╭─ Exercise data
PR #1172, opened 2026-08-08
Derive the ssh_credentials rebuild from the live schema instead of a stale column list

ZacharyZcR:
Noticed while working on #1171, which reuses this rebuild pattern. No issue filed for it — it fails silently, so nobody would report it as this.

## The defect

`migrateSchema()` rebuilds `ssh_credentials` on startup to drop the old `username NOT NULL` constraint, since SQLite cannot `ALTER` a column. That rebuild has never been able to complete.

It restated the table as a literal with 19 columns and then copied rows positionally:

```js
INSERT INTO ssh_credentials_temp_migration SELECT ${allColumns} FROM ssh_credentials;
```

where `allColumns` is *every* live column. But the table has gained columns since that literal was written, and all of them are added by `addColumnIfNotExists` immediately **before** the rebuild runs:

- `cert_public_key`
- `pin`
- `sort_order`
- `sync_id`

So the destination is narrower than the source. SQLite rejects the INSERT with a column count mismatch, the `catch` downgrades it to `databaseLogger.warn`, and the constraint is still there on the next boot — every boot, forever. Databases upgraded from before key-only credentials therefore still refuse a credential with no username.

The positional copy is the second half of the trap: had the counts happened to line up after a future column was added, the mismatch would have become a silent column shift instead of an error.

And `DROP TABLE` discards the table's indexes. `idx_ssh_credentials_sync_id` is `UNIQUE` and identifies rows to remote sync; it is only recreated by a `CREATE UNIQUE INDEX IF NOT EXISTS` about 1400 lines further down the same function. Correct today, but only by ordering.

## The fix

- Read the `CREATE TABLE` statement back from `sqlite_master` and rewrite only the table name and the `username` constraint. The replacement table is derived from the real one, so it cannot fall behind it — including for columns added after this code.
- Throw (rather than quietly rebuild an identical table) if the constraint rewrite does not match anything.
- Copy rows by explicit column name, not positionally.
- Replay the table's index definitions after the rename instead of relying on later code to notice.

## Tests

`src/backend/tests/database/db/ssh-credentials-username-rebuild.test.ts` seeds a `db.sqlite` in exactly the state a 2.6.x run leaves behind — old constraint, all the newer columns, the unique `sync_id` index, one row — then boots the real database and asserts:

- the constraint is gone and a key-only credential inserts;
- every column survives, `sync_id` included (losing it would re-key the record for remote sync);
- `idx_ssh_credentials_sync_id` still exists and still rejects a duplicate.

The first and third fail on `dev-2.7.0` today. Full suite: 140 files, 1056 tests passing. `tsc --noEmit`, `npm run lint` (0 errors) and Prettier are clean.

Independent of #1171 — that one targets `audit_logs` and only touches a different block of this file.

### DIFF
--- a/src/backend/database/db/index.ts
+++ b/src/backend/database/db/index.ts
@@ -1117,43 +1117,57 @@ const migrateSchema = () => {
 
     if (usernameCol && usernameCol.notnull === 1) {
       const tempTableName = "ssh_credentials_temp_migration";
-      const allColumns = tableInfo.map((col) => col.name).join(", ");
+      const allColumns = tableInfo.map((col) => `"${col.name}"`).join(", ");
+
+      // Derive the replacement table from the live definition instead of
+      // restating it here. The table keeps gaining columns (cert_public_key,
+      // pin, sort_order, sync_id, ...), and a second copy of the column list
+      // falls behind every time one is added — leaving the copy narrower than
+      // the table, so the INSERT below fails and the constraint stays put.
+      const createSql = sqlite
+        .prepare("SELECT sql FROM sqlite_master WHERE type = 'table' AND name = 'ssh_credentials'")
+        .pluck()
+        .get() as string | undefined;
+
+      if (!createSql) {
+        throw new Error("ssh_credentials has no stored table definition");
+      }
+
+      // Only the table name is rewritten; replace() stops at the first match,
+      // and in a CREATE TABLE statement that is the table being defined.
+      const renamedSql = createSql.replace("ssh_credentials", tempTableName);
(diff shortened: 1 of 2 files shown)


ZacharyZcR:
The **Postgres and MySQL** check here fails for a reason unrelated to this PR: `resyncAutoIncrement` in the repository test support calls `pg_get_serial_sequence(table, 'id')` on every seeded table, and that raises 42703 rather than returning null for `host_sidebar_preferences`, which is keyed on `user_id` and has no `id` column. It fails the same way for every pull request against `dev-2.7.0`.

#1173 fixes it, and its own Postgres job passes. Once that lands, a re-run here should go green — this branch only touches `db/index.ts`.

PR #1183, opened 2026-08-09
fix: use getClientIp in getRequestMeta for correct audit-log IPs

brennanneoh:
## Summary
Follow-up to #1169, per review comment: `getRequestMeta` in `src/backend/utils/audit-logger.ts` had near-identical forwarded-header logic to `getClientIp` but strictly worse — its array branch didn't split/trim, it never fell back to the socket peer, and it returned `""` instead of `"unknown"`. Now delegates to `getClientIp` so the audit trail gets the same correctness as the terminal login-alert path.

Note: this branch was cut from `worktree-snazzy-hugging-parrot` (source branch of #1169) before that branch was deleted on merge, so this diff still carries the `getClientIp` commits in its history. If `main` already has them by the time this is reviewed, that history should collapse cleanly; otherwise this PR is self-contained.

## Test plan
- [x] `npx vitest run src/backend/tests/utils/audit-logger.test.ts src/backend/tests/utils/request-origin.test.ts` — 24 passed
- [x] `npx tsc --noEmit`

### DIFF
--- a/src/backend/hosts/terminal/index.ts
+++ b/src/backend/hosts/terminal/index.ts
@@ -45,6 +45,7 @@ import {
 import { isWindowsSftpPath, sftpPathToLocalPath } from "../transfer-paths.js";
 import { preparePrivateKeyForSSH2 } from "../../utils/ssh-key-utils.js";
 import { triggerLoginAlert } from "../../utils/alert-trigger.js";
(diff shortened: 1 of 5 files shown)


LukeGus:
LGTM, thanks.

PR #1198, opened 2026-08-11
fix: make mobile terminal scrollback match xterm wheel behavior

T3rM1nAt0-R:
## Why

Mobile scrolling in the web app was frustrating: single-finger gestures did
not behave like normal terminal wheel scrolling, and regular shell scrollback
could behave differently from alternate-screen terminal applications. This
change makes mobile touch scrolling use xterm's own wheel and scrollback paths
so the interaction is consistent with desktop terminal behavior.

## Summary

- Route one-finger mobile terminal drags through xterm's native wheel path.
- Dispatch synthetic wheel events at `.xterm-scrollable-element` so normal
  shell scrollback uses xterm's real viewport handler.
- Preserve alternate-buffer/TUI and tmux wheel behavior through xterm's
  existing terminal handler.
- Add bounded post-release kinetic momentum with cancellation and reduced-motion
  support.
- Add unit tests plus real-xterm normal-buffer and alternate-buffer regression
  coverage.

## Root cause

Synthetic touch wheel events were dispatched at `.xterm-screen`. That reached
xterm's alternate-buffer/TUI wheel handling, but did not reliably enter the
normal scrollback viewport seam. The normal shell path is owned by
`.xterm-scrollable-element`.

## Verification

- `npm test`: 206 test files passed; 1,486 tests passed; 1 skipped.
- Focused touch/xterm tests: 18/18 passed.
- Type-check passed.
- Prettier and `git diff --check` passed.
- Production Docker build passed.
- Isolated container smoke test passed.
- Manual mobile acceptance passed for regular terminal scrollback and Hermes
  TUI behavior.

## Scope

No history-overlay code, runtime changes, generated output, credentials, or
unrelated files are included.

Momentum speed tuning is intentionally left as a separate follow-up.

## Documentation

- Added `docs/terminal-touch-input.md` covering direct touch scrolling, bounded release momentum, normal shell scrollback, tmux/alternate-screen behavior, cancellation, and reduced-motion behavior.

### DIFF
--- a/docs/terminal-touch-input.md
+++ b/docs/terminal-touch-input.md
@@ -1,0 +1,54 @@
+# Mobile Touch Scrolling
+
+Termix terminals support one-finger touch scrolling on mobile devices. Touch
+scrolling uses the terminal's normal wheel-input path so it works with both
+regular shell scrollback and full-screen terminal applications.
+
+## Scrolling a terminal
+
+- Drag one finger vertically across the terminal to scroll directly.
+- Release a fast swipe to continue with bounded momentum.
+- Drag upward to move toward earlier output.
+- Drag downward to move toward newer output.
+
+The behavior follows the terminal's existing xterm wheel handling. This keeps
+normal shell scrollback, tmux, alternate-screen applications, and terminal
+mouse-reporting behavior aligned with desktop wheel input.
+
+## Interaction behavior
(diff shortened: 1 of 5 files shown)


LukeGus:
LGTM, thanks.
╰─
What to work on:
Everything from the line with "Synthetic touch wheel" through the last line of the data above, please return word for word, and no other line.

Answer box:
Synthetic touch wheel events were dispatched at `.xterm-screen`. That reached
xterm's alternate-buffer/TUI wheel handling, but did not reliably enter the
normal scrollback viewport seam. The normal shell path is owned by
`.xterm-scrollable-element`.

## Verification

- `npm test`: 206 test files passed; 1,486 tests passed; 1 skipped.
- Focused touch/xterm tests: 18/18 passed.
- Type-check passed.
- Prettier and `git diff --check` passed.
- Production Docker build passed.
- Isolated container smoke test passed.
- Manual mobile acceptance passed for regular terminal scrollback and Hermes
  TUI behavior.

## Scope

No history-overlay code, runtime changes, generated output, credentials, or
unrelated files are included.

Momentum speed tuning is intentionally left as a separate follow-up.

## Documentation

- Added `docs/terminal-touch-input.md` covering direct touch scrolling, bounded release momentum, normal shell scrollback, tmux/alternate-screen behavior, cancellation, and reduced-motion behavior.

### DIFF
--- a/docs/terminal-touch-input.md
+++ b/docs/terminal-touch-input.md
@@ -1,0 +1,54 @@
+# Mobile Touch Scrolling
+
+Termix terminals support one-finger touch scrolling on mobile devices. Touch
+scrolling uses the terminal's normal wheel-input path so it works with both
+regular shell scrollback and full-screen terminal applications.
+
+## Scrolling a terminal
+
+- Drag one finger vertically across the terminal to scroll directly.
+- Release a fast swipe to continue with bounded momentum.
+- Drag upward to move toward earlier output.
+- Drag downward to move toward newer output.
+
+The behavior follows the terminal's existing xterm wheel handling. This keeps
+normal shell scrollback, tmux, alternate-screen applications, and terminal
+mouse-reporting behavior aligned with desktop wheel input.
+
+## Interaction behavior
(diff shortened: 1 of 5 files shown)


LukeGus:
LGTM, thanks.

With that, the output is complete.